Filter the listing below down to the lines holding the word "okay", and copy those lines.
Segment Open
PR #735, opened 2018-06-21
Enable Chrome headless mode

### LINKED ISSUE #734: Run e2e tests in headless mode
Build successful: http://build.scenarioo.org/jenkins/job/scenarioo/job/feature%252Fheadless-chrome/

Performance is about the same as in headed mode, so we don't save time.

Advantage:

* When running the UI tests locally, you can keep working and do not get distracted by the tests. When running the tests in headed with Scenarioo enabled, the browser comes to the foreground every time a screenshot is taken. This does not happen in headless mode, as there is not visible browser.
* You can't accidentally break a test because you interacted with the browser while the test was running.
* We can remove xvfb from the CI. One thing less to maintain.

Disadvantage:

* When debugging locally, one has to disable headless mode in the protractor config file to make the browser visible again.

adiherzog:
See #734 for advantages / disadvantages I see. Should we merge this?
Fixes #734.


bruderol:
what if I want to debug as a developer and I want to see the browser --- please offer a different config for debugging without headless - I uise that often and I wouldnt want to change the config file all the time and then by accident commit it..

bruderol:
@adiherzog please see my comment

adiherzog:
@bruderol As just discussed I enabled headless mode only for e2e-scenarioo, not for e2e.

bruderol:
Alright, you could merge - we should maybe consider to remove Xvfb display in CI pipeline

Issue #732, opened 2018-06-21
Success message after saving config not visible on small screen


adiherzog:
# Impact

Low, user could be unsure whether config was actually saved and might click "Save" again.

# Steps

* Go to "General Settings"
* Make config change
* Click "Save" -> Success message not visible because it is on the top of the page and not on the bottom where the Save button is.

bruderol:
I close this now.

PR #738, opened 2018-06-21
#732 Configuration Pages: Move success messages below save button

ideco:
This is a temporary fix for the problem, which simply moves success/failure messages below the save button in configuration page.

As a long term solution we should consider using toastr, once we've upgraded angular.


bruderol:
as discussed - you can merge afterwards :-) 👍

PR #741, opened 2018-06-21
Save disk space on CI server

adiherzog:


Jenkinsfile
```diff
@@ -59,8 +59,8 @@ properties([
 	buildDiscarder(logRotator(
 	    artifactDaysToKeepStr: '10',
 	    artifactNumToKeepStr: '5',
-	    daysToKeepStr: '30',
-	    numToKeepStr: '20'
```
bruderol: I still think that only 10 days is to short - sometimes there might be an issue that nobody has time to look at for 30 days - maybe even a not so easy to reproduce case  - but ok - we can increase it again when we need it

PR #748, opened 2018-06-22
Prevent Cleanup from removing important demos

bruderol:


bruderol:
@adiherzog I merge this now since I do not want to risk more cleanup of important demos

PR #760, opened 2018-10-12
Remove strange options from docker docu

bruderol:
I think we should not use docker options in our docu, that are not really needed to run our image - Users can decide on their own, what options they need if they want to tweak behaviour - the default is to keep the container.


bruderol:
In my oppinion for a real scenarioo installation you do not want the container to get removed after termination - why not keeping it once it was terminated - which by the way is the real default of docker (otherwise you wouldnt have to list it as an extra option) and I think it is a good default. People should decide on their own whether they want it to be removed automatically. If you look at other installation instructions of other services you wont find such options in their instructions as well - e.g. elasticsearch: https://www.elastic.co/guide/en/elasticsearch/reference/current/docker.html

PR #766, opened 2018-10-14
need to merge release branch to make demo on master work with elasticsearch changes

bruderol:
this is an exception - usually we wouldnt do that


bruderol:
will do it manually with fast forward

PR #784, opened 2018-12-05
Feature/778 spring endpoint security

### LINKED ISSUE #778: Spring Security for REST Endpoints
As application admin of Scenarioo I want to be still able to configure some users (username and password) also with new spring boot security mechanism in Scenarioo 5.0, such that the REST endpoints with write access can be secured.

**Acceptance Criteria**
* [x] One user and password can be configured to secure the build publishing endpoint
* [x] Requests to such secured REST endpoints are blocked, if no valid user is provided
* [x] Currently this is done only for the calls where we had a role defined before: probably only the build import REST endpoint
* [x] Per default these endpoints are secured with a random user name and password unless configured explicitly
* [x] How to configure fix usernames and passwords is documented well
  * [x] for spring boot setup
  * [x] for WAR deployment
  * [x] for docker setup
* [x] the breaking change is mentioned in changelog and shortly in the migration guide for version 5.0 (with link to the documentation)
* [x] it must be ensured that on the demo the same username and password is still configured for all demos (fix, not random, since used in other places, e.g. self-demo deployment)
* [x] tests that check
       * the call fails (e2e test) without correct user/pasword
       * the call succeeds with correct user/password

mi-we:
Fixes #778


bruderol:
@mi-we didnt review yet, but before we can merge this we have to address two things for sure:

* [ ] two unit tests seem to be very flaky on this branch and failed often on new CI build, we have to analyse this, it happens often.
* [ ] the target branch has not yet merged the develop branch, which is why some commits show up now (I, @bruderol , will take care of this second point, cause it needs manual merge!)

scenarioo-server/src/test/java/org/scenarioo/rest/builds/BuildsResourceIntegrationTest.java
```diff
@@ -0,0 +1,47 @@
...
+
+import java.io.IOException;
+
+import static org.assertj.core.api.Assertions.assertThat;
+
+
+@RunWith(SpringRunner.class)
+@SpringBootTest(webEnvironment = SpringBootTest.WebEnvironment.RANDOM_PORT)
+@TestPropertySource(locations = "classpath:test-application.properties")
+public class BuildsResourceIntegrationTest {
```
bruderol: @mi-we The problem is that this test probably indirectly sets a context path on ContextPathHolder (a ugly singleton we should maybe get rid of) and once this test has been run, the StepIdentifierTest now fails because of different context path being initialized there.

bruderol:
@mi-we and @danielsuter I think we can merge for now, and address the documentation findings later.

PR #785, opened 2018-12-21
Enable OpenJDK 11 and Gradle 5

danielsuter:
Currently we have several problems:
- Gradle version is too low for OpenJDK 11 -> build fails
- Gradle files are incompatible with Gradle 5 -> build fails

This PR fixes all of this.

<< does not exist in Gradle 5 -> build not possible.
classesDir does not exist in Gradle 5 -> build not possible.
Gradle 4.7 is not compatible with Java 11 -> build not possible.
Wrapper task does not exist in Gradle 5 -> build not possible.


bruderol:
1. Are we sure that we want to update to JDK 11?? 
Will this mean that all projects need to run scenarioo on newest tomcat with java 11?
This would mean to adjust docu as well for developers as well as for users!
But first of all I would like to clarify whether it is okay to enforce Java 11 from our users???
@adiherzog what you think?


2. Why is the CI failing?

3. @danielsuter please merge develop again - you merged the other PRs in wrong order (the wrong one first) which is why one branch was not yet merged to develop and thus not to your branches as well. I corrected it on develop, please pull to your branches, such that you have all changes on these branches as well. Thanks.

build.gradle
```diff
@@ -51,8 +51,8 @@ allprojects {
 	group = 'org.scenarioo'
     version = getVersionName()
 
-    task wrapper(type: Wrapper) {
-        gradleVersion = '4.7'
+    wrapper {
+        gradleVersion = '4.10.3'
```
bruderol: I do not understand why this is still 4.10 although the PR talked about gradle 5

gradle.properties
```diff
@@ -1,3 +1,4 @@
 ossrhUsername=scenarioo
 # Set the password in your user home gradle.
-ossrhPassword=
\ No newline at end of file
+ossrhPassword=
+org.gradle.jvmargs=-Xmx4096m
```
bruderol: Do we really want to enforce this so high - will this work on CI??

See what we have in circleci config file

build.gradle
danielsuter: It's a deprecation. I did not upgrade to Gradle 5, simply made it compatible. I could not generate a wrapper anymore, because locally I'm running gradle 5. This does NOT use Gradle 5, just makes it Gradle 5 compatible.

danielsuter:
> 1. Are we sure that we want to update to JDK 11??
>    Will this mean that all projects need to run scenarioo on newest tomcat with java 11?
>    This would mean to adjust docu as well for developers as well as for users!
>    But first of all I would like to clarify whether it is okay to enforce Java 11 from our users???
>    @adiherzog what you think?
> 2. Why is the CI failing?
> 3. @danielsuter please merge develop again - you merged the other PRs in wrong order (the wrong one first) which is why one branch was not yet merged to develop and thus not to your branches as well. I corrected it on develop, please pull to your branches, such that you have all changes on these branches as well. Thanks.

This is not an upgrade to JDK 11, it simply makes it compatible. We should support Java 8 as long as possible as nobody is upgrading anyway. But I want to be able to compile scenarioo with a JDK 11 but Java 8 compatible locally.
Thanks I'll try to remerge develop.

danielsuter:
The only tests failing also fail on develop.

gradle.properties
```diff
@@ -1,3 +1,4 @@
 ossrhUsername=scenarioo
 # Set the password in your user home gradle.
-ossrhPassword=
\ No newline at end of file
+ossrhPassword=
+org.gradle.jvmargs=-Xmx600m
```
adiherzog: Why is the memory parameter required?

build.gradle
adiherzog: Gradle 5 supports Java 8, so we could actually update to Gradle 5. I would prefer if everybody would use the same gradle version, but it's up to you.

gradlew.bat
```diff
@@ -1,84 +1,84 @@
...
-rem Set variable GRADLE_EXIT_CONSOLE if you need the _script_ return code instead of
-rem the _cmd.exe /c_ return code!
-if  not "" == "%GRADLE_EXIT_CONSOLE%" exit 1
-exit /b 1
-
-:mainEnd
-if "%OS%"=="Windows_NT" endlocal
-
-:omega
+@if "%DEBUG%" == "" @echo off
```
adiherzog: Did the line endings change or why does the diff show all lines changed?

scenarioo-server/build.gradle
```diff
@@ -56,30 +56,19 @@ eclipse {
   }
 }
 
-task printPathConfigInformationForNodeJSAndGrunt << {
```
adiherzog: Guess this was an unused task

gradlew.bat
danielsuter: that's a generated file

gradle.properties
danielsuter: because we log a lot of stuff during the build which fills the memory

scenarioo-server/build.gradle
danielsuter: correct.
Segment Closed
* Result of this exercise
But first of all I would like to clarify whether it is okay to enforce Java 11 from our users???
>    But first of all I would like to clarify whether it is okay to enforce Java 11 from our users???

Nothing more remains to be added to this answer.